The Figure 3 layout makes the central paper finding visible directly: at any given MIC-multiple, the three isolates respond quite differently. The bovine-lung isolate shows continued response to increasing concentration past 3 x MIC, whereas both nasal-swab isolates have already saturated by 2 x MIC. This is the basis of the paper’s claim that MIC alone is insufficient to characterise antimicrobial PD.

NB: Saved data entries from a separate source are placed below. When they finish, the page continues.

PR #76, opened 2022-05-09
Hyperparameter optimization results

ben-heil:
This PR visualizes the results from the hyperparameter optimization run and adds the Snakefile used on the cluster

Changes:
- Remove unused rules from Snakefile
- Add figures to repo
- Update benchmark_results.ipynb to visualize the hyperparameter optmized results and adjust some figures


slurm_snakefile
```diff
@@ -0,0 +1,685 @@
...
+    # Random seeds should be numbers
+    seed="\d+"
+
+rule all:
+    input:
+        "data/batch_sim_data.tsv",
+        "data/linear_batch_sim_data.tsv",
+        "data/no_signal_batch_sim_data.tsv",
+	# Recount Binary classification
+        expand("/scratch/summit/benheil@xsede.org/results/{tissues}.{supervised}_{seed}.tsv",
```
jjc2718, line 32: Could you set this directory `/scratch/summit/benheil@xsede.org/results/` in a variable at the top of your script or something like that, since it's used throughout the script? Or are you fairly confident it'll never need to be changed?

jjc2718 (approved):
Looks good! Just one small comment.

slurm_snakefile
ben-heil: I'm pretty sure it'll never need to be changed. I only included this version of the snakefile to show which rules I ran on the cluster; the other Snakefile is the one people should actually use if they're going to run the pipeline.

I need to make sure to document that fact when I do my PR cleaning up the repo, so thanks for pointing it out!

Numerical agreement with Table 1

The packaged typical-value E(C) evaluated at one (paper-relevant) MIC-multiple recovers the Table 1 parameter intent (zero-drug E(C) = E0; at very high drug E(C) -> E0 - Emax).

sanity <- mc_params |>
  group_by(tag, mic_label) |>
  summarise(across(c(E0, Emax, EC50, H), median), .groups = "drop")

sanity_check <- sanity |>
  mutate(
    `Median E(0)`         = round(E0, 3),
    `Median E(very high)` = round(E0 - Emax, 3),
    `Table 1 E0`          = c(low = 0.32, mid = 0.31, high = 0.29)[tag],
    `Table 1 E0 - Emax`   = c(low = 0.32 - 1.64, mid = 0.31 - 0.81, high = 0.29 - 0.69)[tag]
  ) |>
  select(mic_label, `Median E(0)`, `Table 1 E0`,
         `Median E(very high)`, `Table 1 E0 - Emax`)

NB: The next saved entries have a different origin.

PR #78, opened 2022-09-20
Out-of-sample generalization experiments

ben-heil:
A reviewer requested that we look at whether there were any differences between the out-of-sample prediction performances of linear and nonlinear models. This PR adds code to make that possible, updates the pipeline, and visualizes the results. 

@jjc2718 you might find the results interesting! There are some surprising trends, like having higher accuracy in the target domain than the source domain when using a model trained on recount to to binary prediction of GTEx tissues. 

The big changes are the `transfer_model` script which runs the experiments and the new cells at the bottom of visualize_results.ipynb.


Snakefile
```diff
@@ -33,6 +37,28 @@ result_files = [
             seed=range(0,NUM_SEEDS),
             tissues=GTEX_TISSUE_STRING,
             ),
+    #TODO Recount Transfer Binary classification
```
jjc2718: I assume this is done now?
```suggestion
    # Recount Transfer Binary classification
```

src/normalize_recount_gtex_genes.py
```diff
@@ -0,0 +1,248 @@
+"""This script normalizes the data from recount3"""
```
jjc2718: Can you just briefly mention which parts of this script are different than `src/normalize_recount_data.py`? It looks like it's mostly the same code, but with a filtering step to keep genes that are in both recount and GTEx - is that right?

src/transfer_model.py
```diff
@@ -0,0 +1,458 @@
...
+        tissue_1 = args.tissue1.replace('_', ' ')
+        tissue_2 = args.tissue2.replace('_', ' ')
+        labels_to_keep = [tissue_1, tissue_2]
+
+    labeled_data.subset_samples_to_labels(labels_to_keep)
+
+    return all_data, labeled_data
+
+
+def prep_sim_data(args: argparse.Namespace) -> Tuple[datasets.RefineBioMixedDataset,
```
jjc2718: Looks like this function isn't being used anywhere (as far as I can tell)

src/transfer_model.py
```diff
@@ -0,0 +1,458 @@
...
+                        help='The first tissue to be predicted from the data',
+                        default='Blood', choices=AVAILABLE_TISSUES)
+    parser.add_argument('--tissue2',
+                        help='The second tissue to be predicted from the data',
+                        default='Breast', choices=AVAILABLE_TISSUES)
+    parser.add_argument('--all_tissue', help='Predict all common tissues in the dataset',
+                        default=False, action='store_true')
+    # Recount only args
+    parser.add_argument('--biobert', help='Add biobert embeddings as features the model can use',
+                        default=False, action='store_true')
```
jjc2718: Are you planning to use this argument anywhere, or was it copy/pasted from an older script?

jjc2718 (approved):
Looks good! Definitely some interesting results here. Just a few small questions/comments.

src/transfer_model.py
ben-heil: Right, it's a leftover from the original script where I removed the part that called it but not the function itself. I'll go clean it (and the next comment) up

ben-heil:
<p>No reason in particular, just that I already had most of the infrastructure to run these analyses and didn't particularly want to build more for and extra plot in the response to reviewers. I agree that it would be a good experiment to run if this was ending up in the paper though</p>

---

 <a href='https://app.reviewnb.com/greenelab/linear_signal/pull/78/discussion/'>View entire conversation</a> on ReviewNB<div id="RAICReplyForNotification-ReviewNBCommentContext-DoNotDelete"></div>

ben-heil:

knitr::kable(sanity_check, caption = "Median sampled E(C) at extreme concentrations vs. Table 1.")
Median sampled E(C) at extreme concentrations vs. Table 1.
mic_label Median E(0) Table 1 E0 Median E(very high) Table 1 E0 - Emax
MIC = 2.0 ug/mL (bovine nasal swab) 0.303 0.29 -0.388 -0.40
MIC = 0.01 ug/mL (bovine lung) 0.303 0.32 -1.336 -1.32
MIC = 1.5 ug/mL (bovine nasal swab) 0.303 0.31 -0.502 -0.50

The Uniform-CI draws are centred on the Table 1 point estimates (with widths matching the CV%), so median sampled E0 and Emax recover the published values within rounding.

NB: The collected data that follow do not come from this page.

PR #705, opened 2024-05-02
Jira cloud drop cloudid from deep linking

aperez-worklytics:
~~**NOTE** Mark as draft, as until https://github.com/Worklytics/evalengin/pull/6537 is released this cannot be integrated in psoxy.~~

- Drop `jira_cloud_id` parameter from deep linking
- Minor update on instructions

 - []()

### Features
[Update Jira Proxy doc and remove parameter from deep linking](https://app.asana.com/0/0/1206475184639833)

### Change implications

     obviously a no-op? **no**
     change **no**

### DIFF
--- a/infra/modules/worklytics-connector-specs/main.tf
+++ b/infra/modules/worklytics-connector-specs/main.tf
@@ -166,7 +166,7 @@ locals {
   k => merge(v, { example_calls : v.example_api_calls }) }
 
 
-  jira_cloud_id                    = coalesce(var.jira_cloud_id, "YOUR_JIRA_CLOUD_ID")
+  jira_example_cloud_id                    = coalesce(var.jira_cloud_id, "YOUR_JIRA_CLOUD_ID")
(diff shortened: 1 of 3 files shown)


infra/modules/worklytics-connector-specs/main.tf
```diff
@@ -166,7 +166,7 @@ locals {
   k => merge(v, { example_calls : v.example_api_calls }) }
 
 
-  jira_cloud_id                    = coalesce(var.jira_cloud_id, "YOUR_JIRA_CLOUD_ID")
+  jira_example_cloud_id                    = coalesce(var.jira_cloud_id, "YOUR_JIRA_CLOUD_ID")
```
aperez-worklytics, line 169: Minor refactor here for naming, as now this is only for the example calls. But if I change this across all the modules is going to be a breaking change. Another option is to duplicate the variable and choose the not null; not sure what approach you want to follow for this @eschultink

eschultink (approved):

eschultink:
👍 sry i missed this; for some reason i thought it was dependent on something else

Assumptions and deviations

  • Residual SD on log10(CFU/mL) fixed at zero. Wen 2016 fit the regression on the slope of log10(CFU/mL) vs. time during the linear phase and did not report a residual SD on the density observations. The packaged models hold addSd <- fixed(0) and are intended for typical-value / parametric-uncertainty simulation rather than re-fitting. The per-parameter CV% in Table 1 captures the parametric uncertainty, which is propagated in the Monte-Carlo box-plots above.
  • No eta random effects. Wen 2016 Methods (Fitting PD model paragraph) states “the experiment was added as a random effect”, but the paper does not report the inter-experiment variance and Cholesky-decomposition inspection further “did not reveal any covariances among the parameters”. The packaged models therefore omit eta parameters; parametric uncertainty is propagated by the Monte-Carlo loop above.
  • No bacterial carrying capacity. Wen 2016 Eq. (1) does not include a CFUmax-style saturation term (in contrast to the Bulitta 2009 / 2010 and Yadav 2017 mechanism-based PD models also packaged in nlmixr2lib). The packaged ODE faithfully reproduces this and therefore predicts unbounded growth at sub-MIC concentrations. This matches Wen 2016 Figure 1: the no-drug control curves continue rising linearly on the log10 scale through 24 h, with no plateau drawn.
  • Monte-Carlo cohort capped at 200 draws per isolate (nlmixr2lib library convention) versus Wen 2016’s 1,000 draws. Box-plot quartiles are unchanged to within sampling variation.
  • No author correspondence required. All four parameter values (E0, Emax, EC50, H) and the starting inoculum (5 x 10^5 CFU/mL) come directly from Wen 2016 Table 1 and the Methods + Figure 2/3 captions.